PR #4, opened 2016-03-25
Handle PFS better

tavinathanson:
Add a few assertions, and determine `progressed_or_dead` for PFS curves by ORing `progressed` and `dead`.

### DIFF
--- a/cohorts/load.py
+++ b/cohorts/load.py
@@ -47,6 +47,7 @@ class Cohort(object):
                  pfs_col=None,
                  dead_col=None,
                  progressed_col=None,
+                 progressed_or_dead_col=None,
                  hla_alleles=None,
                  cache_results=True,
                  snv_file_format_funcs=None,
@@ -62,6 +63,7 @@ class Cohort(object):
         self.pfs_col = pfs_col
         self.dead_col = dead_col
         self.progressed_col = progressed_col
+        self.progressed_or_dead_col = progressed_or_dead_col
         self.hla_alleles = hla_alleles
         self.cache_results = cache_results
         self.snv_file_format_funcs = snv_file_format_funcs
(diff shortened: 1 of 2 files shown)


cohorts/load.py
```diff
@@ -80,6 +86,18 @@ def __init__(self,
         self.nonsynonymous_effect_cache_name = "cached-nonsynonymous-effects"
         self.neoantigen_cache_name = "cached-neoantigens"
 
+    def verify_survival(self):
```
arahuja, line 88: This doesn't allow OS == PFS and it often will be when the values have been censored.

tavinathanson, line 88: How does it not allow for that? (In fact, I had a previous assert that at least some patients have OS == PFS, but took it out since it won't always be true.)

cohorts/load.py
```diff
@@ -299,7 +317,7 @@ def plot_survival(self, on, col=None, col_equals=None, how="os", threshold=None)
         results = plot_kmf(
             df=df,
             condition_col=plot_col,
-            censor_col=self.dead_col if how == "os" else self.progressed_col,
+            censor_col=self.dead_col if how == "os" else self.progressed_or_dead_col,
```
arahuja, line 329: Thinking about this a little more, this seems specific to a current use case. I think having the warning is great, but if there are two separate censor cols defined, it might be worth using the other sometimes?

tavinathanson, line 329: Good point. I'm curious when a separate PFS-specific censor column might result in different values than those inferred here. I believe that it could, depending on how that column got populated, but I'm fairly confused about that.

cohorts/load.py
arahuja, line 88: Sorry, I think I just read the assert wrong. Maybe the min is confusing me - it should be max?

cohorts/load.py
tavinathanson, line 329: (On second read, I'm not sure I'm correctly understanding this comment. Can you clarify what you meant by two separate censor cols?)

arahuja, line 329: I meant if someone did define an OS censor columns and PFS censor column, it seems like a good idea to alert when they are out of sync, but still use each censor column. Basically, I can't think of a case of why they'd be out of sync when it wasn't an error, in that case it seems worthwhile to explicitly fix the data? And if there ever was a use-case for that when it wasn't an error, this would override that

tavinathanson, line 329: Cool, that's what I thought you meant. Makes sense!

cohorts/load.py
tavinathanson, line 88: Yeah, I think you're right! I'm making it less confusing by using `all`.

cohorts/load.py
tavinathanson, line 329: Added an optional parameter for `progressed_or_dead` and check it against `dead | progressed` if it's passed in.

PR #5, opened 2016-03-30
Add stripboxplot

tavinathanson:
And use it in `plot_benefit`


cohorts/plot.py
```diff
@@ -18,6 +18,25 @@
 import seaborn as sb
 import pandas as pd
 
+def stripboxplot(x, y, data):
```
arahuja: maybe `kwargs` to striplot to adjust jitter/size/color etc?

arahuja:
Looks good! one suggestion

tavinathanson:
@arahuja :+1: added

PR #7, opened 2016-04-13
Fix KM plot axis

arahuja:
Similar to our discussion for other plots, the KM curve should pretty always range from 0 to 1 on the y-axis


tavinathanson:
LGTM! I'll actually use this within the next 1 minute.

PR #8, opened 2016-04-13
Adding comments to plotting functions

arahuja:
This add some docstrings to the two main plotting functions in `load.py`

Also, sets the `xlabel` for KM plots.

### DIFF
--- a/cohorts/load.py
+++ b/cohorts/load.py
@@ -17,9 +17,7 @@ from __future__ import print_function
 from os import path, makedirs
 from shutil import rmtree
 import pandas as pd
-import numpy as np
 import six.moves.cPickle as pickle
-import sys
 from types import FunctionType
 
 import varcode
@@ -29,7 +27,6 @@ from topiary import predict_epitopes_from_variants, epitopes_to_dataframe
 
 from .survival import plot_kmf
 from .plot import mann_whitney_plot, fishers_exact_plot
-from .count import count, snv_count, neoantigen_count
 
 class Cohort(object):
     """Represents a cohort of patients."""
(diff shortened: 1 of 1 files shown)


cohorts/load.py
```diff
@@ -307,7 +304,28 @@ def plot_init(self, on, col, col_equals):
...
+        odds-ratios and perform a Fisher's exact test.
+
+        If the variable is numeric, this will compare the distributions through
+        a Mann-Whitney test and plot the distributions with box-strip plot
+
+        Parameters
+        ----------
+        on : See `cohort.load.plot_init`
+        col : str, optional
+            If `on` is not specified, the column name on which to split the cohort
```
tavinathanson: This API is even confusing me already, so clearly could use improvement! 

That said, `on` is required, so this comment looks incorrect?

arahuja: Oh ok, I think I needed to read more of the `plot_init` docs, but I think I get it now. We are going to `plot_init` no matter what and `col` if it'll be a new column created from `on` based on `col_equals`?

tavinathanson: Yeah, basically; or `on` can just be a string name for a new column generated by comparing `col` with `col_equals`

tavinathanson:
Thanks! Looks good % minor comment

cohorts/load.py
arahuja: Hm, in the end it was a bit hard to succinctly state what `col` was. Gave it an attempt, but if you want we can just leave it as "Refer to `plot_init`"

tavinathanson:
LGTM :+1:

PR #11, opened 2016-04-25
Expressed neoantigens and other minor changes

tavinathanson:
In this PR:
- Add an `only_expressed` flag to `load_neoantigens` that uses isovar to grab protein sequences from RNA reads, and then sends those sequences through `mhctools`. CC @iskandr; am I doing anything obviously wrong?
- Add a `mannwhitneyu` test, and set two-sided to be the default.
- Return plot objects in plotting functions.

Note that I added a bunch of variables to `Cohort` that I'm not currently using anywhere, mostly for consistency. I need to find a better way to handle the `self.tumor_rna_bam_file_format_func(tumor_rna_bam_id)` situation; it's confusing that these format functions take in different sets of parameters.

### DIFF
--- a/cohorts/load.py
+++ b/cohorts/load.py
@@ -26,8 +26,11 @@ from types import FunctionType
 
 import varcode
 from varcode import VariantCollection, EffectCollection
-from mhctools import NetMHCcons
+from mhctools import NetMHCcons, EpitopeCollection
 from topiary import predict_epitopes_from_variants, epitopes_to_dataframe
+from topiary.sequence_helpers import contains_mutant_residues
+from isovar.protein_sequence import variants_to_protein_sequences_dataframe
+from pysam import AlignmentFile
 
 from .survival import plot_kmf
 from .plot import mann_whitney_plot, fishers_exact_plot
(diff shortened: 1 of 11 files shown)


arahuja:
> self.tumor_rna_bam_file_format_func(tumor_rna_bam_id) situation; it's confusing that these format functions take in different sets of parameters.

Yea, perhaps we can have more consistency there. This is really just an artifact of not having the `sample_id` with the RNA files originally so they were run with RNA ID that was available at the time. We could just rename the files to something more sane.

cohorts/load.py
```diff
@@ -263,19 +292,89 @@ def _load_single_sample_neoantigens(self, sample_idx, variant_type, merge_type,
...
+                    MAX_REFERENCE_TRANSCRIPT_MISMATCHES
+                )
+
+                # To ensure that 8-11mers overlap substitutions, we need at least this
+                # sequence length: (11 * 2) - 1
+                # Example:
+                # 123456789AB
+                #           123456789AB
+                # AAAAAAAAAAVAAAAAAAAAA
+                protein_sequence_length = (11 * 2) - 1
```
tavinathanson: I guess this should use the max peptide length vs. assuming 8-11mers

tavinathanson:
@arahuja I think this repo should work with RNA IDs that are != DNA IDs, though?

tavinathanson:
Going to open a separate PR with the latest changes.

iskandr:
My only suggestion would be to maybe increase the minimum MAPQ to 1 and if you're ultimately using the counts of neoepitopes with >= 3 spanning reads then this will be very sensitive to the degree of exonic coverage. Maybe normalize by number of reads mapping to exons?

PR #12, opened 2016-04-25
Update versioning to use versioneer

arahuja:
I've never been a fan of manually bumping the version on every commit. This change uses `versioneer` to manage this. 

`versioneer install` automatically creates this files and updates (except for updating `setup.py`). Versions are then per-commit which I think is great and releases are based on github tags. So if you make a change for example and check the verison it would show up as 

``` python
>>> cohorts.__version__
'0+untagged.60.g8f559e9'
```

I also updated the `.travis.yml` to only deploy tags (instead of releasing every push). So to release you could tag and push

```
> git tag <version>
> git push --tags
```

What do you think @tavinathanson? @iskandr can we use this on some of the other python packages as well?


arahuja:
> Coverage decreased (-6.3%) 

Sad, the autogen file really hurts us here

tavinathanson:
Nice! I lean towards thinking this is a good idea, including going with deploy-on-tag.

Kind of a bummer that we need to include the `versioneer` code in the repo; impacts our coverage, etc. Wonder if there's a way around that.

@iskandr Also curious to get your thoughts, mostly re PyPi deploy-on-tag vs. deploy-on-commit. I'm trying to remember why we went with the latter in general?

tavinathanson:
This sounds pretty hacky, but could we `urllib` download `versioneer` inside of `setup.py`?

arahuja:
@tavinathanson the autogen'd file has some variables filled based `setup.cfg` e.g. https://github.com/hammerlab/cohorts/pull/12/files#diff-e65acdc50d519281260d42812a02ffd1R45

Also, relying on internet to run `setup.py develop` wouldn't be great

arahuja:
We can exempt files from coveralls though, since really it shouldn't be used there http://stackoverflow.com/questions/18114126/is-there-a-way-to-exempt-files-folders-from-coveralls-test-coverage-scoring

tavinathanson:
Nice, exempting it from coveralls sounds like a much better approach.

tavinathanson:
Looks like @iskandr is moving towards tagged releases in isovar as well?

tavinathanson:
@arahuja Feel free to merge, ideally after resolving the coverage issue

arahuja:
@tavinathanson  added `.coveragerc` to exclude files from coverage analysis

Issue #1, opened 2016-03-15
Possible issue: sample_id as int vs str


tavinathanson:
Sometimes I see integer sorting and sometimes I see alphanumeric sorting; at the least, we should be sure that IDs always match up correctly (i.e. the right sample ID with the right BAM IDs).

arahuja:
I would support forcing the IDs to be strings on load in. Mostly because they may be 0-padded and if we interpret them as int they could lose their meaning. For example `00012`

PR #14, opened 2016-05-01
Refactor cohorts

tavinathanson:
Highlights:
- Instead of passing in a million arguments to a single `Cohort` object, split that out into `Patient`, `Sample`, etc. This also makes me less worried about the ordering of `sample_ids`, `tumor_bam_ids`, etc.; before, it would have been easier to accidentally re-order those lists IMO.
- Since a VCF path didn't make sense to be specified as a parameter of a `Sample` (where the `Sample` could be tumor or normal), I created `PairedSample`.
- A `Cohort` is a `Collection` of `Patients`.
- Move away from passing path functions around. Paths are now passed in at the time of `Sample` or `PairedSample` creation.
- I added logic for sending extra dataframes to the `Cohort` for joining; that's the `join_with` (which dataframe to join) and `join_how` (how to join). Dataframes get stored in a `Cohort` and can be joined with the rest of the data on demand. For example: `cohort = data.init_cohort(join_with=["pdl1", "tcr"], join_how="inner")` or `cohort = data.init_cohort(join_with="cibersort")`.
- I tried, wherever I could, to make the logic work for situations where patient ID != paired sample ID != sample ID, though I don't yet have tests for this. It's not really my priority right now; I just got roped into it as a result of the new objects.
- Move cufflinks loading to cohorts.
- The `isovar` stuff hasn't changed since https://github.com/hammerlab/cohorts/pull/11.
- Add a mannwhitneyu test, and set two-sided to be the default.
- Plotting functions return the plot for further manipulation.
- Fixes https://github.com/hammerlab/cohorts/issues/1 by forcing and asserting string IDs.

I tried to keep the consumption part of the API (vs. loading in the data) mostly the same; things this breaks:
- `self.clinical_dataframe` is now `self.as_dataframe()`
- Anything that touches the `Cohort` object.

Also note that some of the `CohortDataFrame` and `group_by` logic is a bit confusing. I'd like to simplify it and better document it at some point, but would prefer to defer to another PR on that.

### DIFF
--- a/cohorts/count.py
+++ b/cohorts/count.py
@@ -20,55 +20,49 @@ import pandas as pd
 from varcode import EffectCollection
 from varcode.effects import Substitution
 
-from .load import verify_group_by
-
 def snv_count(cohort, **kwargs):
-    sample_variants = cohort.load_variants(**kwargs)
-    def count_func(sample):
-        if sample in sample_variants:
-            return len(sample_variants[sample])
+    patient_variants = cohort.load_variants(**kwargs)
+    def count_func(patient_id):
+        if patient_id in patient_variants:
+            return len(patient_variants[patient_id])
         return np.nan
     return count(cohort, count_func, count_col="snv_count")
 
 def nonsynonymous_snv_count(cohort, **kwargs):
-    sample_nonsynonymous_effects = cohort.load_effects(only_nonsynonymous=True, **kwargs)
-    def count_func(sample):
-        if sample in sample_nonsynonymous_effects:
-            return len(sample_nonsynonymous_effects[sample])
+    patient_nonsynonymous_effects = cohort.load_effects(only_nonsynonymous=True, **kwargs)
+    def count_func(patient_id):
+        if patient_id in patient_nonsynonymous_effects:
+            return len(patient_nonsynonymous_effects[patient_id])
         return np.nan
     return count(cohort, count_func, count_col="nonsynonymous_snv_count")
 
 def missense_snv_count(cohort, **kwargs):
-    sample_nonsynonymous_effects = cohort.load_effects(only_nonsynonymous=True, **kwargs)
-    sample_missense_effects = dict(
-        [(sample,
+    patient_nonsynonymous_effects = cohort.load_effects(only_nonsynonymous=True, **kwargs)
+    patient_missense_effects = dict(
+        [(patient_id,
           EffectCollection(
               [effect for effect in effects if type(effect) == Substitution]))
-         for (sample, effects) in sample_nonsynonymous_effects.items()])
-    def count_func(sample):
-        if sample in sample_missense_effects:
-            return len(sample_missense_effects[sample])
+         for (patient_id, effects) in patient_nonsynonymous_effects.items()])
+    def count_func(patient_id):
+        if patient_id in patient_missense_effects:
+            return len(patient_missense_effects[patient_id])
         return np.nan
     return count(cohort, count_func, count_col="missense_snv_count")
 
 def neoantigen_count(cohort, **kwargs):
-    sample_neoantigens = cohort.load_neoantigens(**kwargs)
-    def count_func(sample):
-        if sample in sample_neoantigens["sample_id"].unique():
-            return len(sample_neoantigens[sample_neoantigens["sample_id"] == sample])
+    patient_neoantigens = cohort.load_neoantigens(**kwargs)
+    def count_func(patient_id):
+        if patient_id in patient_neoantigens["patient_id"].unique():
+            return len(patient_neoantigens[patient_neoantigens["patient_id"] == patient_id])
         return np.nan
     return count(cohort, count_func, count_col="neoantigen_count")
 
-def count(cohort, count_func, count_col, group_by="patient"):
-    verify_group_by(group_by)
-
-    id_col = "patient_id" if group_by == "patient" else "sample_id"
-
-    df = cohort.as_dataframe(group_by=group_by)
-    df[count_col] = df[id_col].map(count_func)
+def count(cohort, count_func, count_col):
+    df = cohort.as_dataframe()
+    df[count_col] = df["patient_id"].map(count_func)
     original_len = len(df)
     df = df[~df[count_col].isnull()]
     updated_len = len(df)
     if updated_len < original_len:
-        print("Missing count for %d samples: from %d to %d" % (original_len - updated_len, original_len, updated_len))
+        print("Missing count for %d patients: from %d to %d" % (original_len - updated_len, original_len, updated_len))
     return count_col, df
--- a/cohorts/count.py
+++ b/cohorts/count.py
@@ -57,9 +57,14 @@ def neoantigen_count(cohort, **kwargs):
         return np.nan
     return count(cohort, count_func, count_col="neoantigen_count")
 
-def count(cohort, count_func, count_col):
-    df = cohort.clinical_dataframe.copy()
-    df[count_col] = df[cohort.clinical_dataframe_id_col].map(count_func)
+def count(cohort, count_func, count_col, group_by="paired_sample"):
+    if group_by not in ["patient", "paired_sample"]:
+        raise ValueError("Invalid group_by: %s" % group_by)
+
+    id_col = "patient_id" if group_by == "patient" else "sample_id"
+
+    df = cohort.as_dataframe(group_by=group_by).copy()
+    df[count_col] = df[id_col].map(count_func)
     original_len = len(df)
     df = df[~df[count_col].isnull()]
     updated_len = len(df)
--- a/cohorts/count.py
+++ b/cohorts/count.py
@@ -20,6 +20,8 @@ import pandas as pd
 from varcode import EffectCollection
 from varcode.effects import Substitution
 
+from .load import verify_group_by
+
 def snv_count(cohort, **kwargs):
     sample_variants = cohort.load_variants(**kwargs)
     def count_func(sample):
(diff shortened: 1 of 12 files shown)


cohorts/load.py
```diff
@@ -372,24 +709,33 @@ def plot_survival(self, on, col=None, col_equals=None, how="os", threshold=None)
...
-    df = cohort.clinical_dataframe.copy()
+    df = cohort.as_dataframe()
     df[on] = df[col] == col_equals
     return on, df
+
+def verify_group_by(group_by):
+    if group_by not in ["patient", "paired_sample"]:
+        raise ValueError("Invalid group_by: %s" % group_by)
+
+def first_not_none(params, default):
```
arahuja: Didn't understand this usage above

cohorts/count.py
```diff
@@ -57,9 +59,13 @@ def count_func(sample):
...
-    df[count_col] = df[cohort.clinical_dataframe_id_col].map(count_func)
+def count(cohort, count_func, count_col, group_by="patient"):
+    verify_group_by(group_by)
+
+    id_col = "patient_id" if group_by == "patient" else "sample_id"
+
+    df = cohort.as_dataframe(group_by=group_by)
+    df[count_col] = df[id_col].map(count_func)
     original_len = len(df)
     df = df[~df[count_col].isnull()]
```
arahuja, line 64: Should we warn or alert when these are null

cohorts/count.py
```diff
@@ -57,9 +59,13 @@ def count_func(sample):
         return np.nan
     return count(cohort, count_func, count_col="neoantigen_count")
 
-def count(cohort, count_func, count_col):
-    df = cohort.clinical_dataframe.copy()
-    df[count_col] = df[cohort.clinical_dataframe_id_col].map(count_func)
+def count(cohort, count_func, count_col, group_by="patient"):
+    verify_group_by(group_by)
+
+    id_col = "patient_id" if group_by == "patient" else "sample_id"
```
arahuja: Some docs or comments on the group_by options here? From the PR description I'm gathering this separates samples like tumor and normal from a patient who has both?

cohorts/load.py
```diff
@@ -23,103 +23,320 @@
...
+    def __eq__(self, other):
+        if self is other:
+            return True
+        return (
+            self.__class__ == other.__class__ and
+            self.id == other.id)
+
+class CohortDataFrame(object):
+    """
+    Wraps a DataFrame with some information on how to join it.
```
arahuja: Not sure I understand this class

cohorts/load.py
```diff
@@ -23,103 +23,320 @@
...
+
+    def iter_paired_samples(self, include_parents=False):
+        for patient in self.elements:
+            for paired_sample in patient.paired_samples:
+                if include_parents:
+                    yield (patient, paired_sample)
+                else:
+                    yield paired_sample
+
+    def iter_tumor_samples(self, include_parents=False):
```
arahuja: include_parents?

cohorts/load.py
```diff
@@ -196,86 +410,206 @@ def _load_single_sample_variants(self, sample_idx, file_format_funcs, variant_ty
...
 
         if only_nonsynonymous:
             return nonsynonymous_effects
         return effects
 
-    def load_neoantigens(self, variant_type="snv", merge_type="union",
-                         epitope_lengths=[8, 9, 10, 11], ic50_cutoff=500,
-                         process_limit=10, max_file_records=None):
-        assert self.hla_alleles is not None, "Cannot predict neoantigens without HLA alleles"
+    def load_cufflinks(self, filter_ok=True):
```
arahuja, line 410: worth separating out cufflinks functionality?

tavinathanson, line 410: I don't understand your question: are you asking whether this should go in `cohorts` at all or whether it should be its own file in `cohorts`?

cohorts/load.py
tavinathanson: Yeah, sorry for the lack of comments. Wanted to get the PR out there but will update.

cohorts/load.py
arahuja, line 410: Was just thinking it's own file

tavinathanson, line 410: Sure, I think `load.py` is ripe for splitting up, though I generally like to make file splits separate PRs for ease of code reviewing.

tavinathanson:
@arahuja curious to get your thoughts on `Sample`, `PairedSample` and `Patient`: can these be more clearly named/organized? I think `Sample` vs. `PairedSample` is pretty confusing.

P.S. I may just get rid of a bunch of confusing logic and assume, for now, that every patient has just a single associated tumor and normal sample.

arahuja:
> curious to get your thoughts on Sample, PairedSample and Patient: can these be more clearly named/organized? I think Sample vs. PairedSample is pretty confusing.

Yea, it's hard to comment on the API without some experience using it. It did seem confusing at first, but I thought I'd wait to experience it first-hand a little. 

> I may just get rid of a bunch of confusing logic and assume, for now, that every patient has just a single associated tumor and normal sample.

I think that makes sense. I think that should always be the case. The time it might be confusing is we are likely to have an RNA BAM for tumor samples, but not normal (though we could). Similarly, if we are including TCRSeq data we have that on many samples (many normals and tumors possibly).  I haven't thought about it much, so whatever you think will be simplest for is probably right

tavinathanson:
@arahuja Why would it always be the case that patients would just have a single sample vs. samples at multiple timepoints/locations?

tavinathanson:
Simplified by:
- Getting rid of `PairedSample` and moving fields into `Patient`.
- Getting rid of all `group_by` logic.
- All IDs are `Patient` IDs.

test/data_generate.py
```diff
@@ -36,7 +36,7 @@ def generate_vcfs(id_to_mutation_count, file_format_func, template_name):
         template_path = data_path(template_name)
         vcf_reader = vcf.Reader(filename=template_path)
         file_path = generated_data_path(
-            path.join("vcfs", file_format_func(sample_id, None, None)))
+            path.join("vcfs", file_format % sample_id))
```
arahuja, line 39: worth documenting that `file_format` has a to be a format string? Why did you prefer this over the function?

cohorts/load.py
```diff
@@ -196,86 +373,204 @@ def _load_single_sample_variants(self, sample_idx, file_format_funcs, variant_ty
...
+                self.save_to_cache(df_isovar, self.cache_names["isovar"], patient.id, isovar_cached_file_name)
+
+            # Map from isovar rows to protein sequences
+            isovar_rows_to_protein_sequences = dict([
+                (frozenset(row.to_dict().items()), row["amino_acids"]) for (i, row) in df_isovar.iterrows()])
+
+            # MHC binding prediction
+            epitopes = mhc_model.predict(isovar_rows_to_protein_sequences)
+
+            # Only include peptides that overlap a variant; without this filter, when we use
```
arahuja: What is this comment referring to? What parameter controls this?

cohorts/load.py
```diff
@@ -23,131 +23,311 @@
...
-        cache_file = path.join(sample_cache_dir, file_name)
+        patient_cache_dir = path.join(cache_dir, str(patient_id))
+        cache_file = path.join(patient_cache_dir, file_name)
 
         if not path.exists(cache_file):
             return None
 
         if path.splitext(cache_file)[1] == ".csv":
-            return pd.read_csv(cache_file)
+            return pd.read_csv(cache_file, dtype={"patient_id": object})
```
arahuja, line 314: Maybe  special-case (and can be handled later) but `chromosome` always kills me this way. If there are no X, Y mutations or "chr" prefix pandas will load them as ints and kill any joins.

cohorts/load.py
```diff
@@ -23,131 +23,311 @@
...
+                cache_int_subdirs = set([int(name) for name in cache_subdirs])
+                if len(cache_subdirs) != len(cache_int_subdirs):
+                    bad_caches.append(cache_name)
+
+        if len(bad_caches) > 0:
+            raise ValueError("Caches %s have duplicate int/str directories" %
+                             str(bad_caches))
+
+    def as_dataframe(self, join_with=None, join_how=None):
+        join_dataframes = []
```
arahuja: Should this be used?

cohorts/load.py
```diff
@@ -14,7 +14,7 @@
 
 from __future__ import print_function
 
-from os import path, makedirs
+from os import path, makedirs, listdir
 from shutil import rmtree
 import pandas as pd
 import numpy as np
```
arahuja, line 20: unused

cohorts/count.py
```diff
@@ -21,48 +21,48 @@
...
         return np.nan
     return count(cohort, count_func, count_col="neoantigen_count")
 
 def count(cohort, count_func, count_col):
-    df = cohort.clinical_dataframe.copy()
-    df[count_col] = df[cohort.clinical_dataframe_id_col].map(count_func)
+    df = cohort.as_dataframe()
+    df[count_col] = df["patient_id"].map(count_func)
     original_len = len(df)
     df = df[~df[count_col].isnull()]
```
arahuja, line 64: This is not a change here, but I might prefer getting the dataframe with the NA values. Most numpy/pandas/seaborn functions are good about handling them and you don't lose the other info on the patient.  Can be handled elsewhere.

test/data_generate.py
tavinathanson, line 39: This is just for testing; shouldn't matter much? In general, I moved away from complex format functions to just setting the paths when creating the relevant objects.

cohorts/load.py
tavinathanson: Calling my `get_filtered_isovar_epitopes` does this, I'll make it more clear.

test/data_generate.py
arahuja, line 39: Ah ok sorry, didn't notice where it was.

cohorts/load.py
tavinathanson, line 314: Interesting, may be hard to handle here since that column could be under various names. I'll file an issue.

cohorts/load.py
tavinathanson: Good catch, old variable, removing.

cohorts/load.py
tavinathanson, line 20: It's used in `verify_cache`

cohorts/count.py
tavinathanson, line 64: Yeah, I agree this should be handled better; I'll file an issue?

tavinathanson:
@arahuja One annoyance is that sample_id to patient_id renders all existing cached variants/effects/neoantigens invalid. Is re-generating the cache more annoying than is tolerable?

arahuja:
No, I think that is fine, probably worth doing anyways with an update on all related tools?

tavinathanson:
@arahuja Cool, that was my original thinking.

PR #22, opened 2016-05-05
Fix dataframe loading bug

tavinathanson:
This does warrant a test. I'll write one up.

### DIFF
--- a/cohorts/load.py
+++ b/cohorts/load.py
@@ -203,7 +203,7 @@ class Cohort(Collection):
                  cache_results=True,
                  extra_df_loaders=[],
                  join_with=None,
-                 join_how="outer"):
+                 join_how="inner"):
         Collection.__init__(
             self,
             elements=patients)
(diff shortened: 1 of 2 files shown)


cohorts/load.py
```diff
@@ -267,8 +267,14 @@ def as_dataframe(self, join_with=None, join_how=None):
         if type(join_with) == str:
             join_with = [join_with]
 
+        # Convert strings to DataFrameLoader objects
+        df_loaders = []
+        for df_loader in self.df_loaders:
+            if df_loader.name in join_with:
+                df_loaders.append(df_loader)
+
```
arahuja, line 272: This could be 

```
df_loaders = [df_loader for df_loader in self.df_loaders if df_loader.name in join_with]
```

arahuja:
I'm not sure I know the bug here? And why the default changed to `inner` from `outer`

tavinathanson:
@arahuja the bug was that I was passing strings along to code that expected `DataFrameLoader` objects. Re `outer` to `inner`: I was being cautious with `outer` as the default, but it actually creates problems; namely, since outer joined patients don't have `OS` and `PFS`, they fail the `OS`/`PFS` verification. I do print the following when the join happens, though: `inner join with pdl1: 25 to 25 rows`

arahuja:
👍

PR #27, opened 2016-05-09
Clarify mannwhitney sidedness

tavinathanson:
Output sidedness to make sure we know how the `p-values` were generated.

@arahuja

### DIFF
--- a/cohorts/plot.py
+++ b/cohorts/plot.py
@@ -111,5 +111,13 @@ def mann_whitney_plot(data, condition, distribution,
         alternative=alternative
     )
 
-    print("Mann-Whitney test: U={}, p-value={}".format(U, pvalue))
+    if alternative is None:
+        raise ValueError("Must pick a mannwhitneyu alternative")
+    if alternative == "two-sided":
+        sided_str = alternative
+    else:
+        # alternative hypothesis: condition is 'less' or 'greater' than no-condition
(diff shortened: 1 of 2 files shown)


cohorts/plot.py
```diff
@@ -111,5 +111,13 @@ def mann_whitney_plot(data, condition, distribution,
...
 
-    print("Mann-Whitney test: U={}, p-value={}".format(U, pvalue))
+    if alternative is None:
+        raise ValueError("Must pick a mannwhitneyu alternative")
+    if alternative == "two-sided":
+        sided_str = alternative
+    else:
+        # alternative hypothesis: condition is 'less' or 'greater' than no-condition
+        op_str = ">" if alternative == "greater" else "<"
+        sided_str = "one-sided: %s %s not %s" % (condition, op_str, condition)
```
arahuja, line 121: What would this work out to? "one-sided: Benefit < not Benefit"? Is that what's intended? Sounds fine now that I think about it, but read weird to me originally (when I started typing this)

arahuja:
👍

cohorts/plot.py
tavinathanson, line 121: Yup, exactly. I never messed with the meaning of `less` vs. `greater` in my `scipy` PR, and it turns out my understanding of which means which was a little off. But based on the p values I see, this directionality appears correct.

——————————

WHAT YOU WILL DO: Copy out, from the records above, every line that holds the string "types".

EXERCISE RESULT:
 from types import FunctionType
@@ -26,8 +26,11 @@ from types import FunctionType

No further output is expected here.